Dataset entries
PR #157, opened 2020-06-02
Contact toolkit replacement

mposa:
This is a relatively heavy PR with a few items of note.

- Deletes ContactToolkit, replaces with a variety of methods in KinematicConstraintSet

* WHAT TO WORK ON *
Write the records out once more, word for word.

* EXPECTED ANSWER *
PR #157, opened 2020-06-02
Contact toolkit replacement

mposa:
This is a relatively heavy PR with a few items of note.

- Deletes ContactToolkit, replaces with a variety of methods in KinematicConstraintSet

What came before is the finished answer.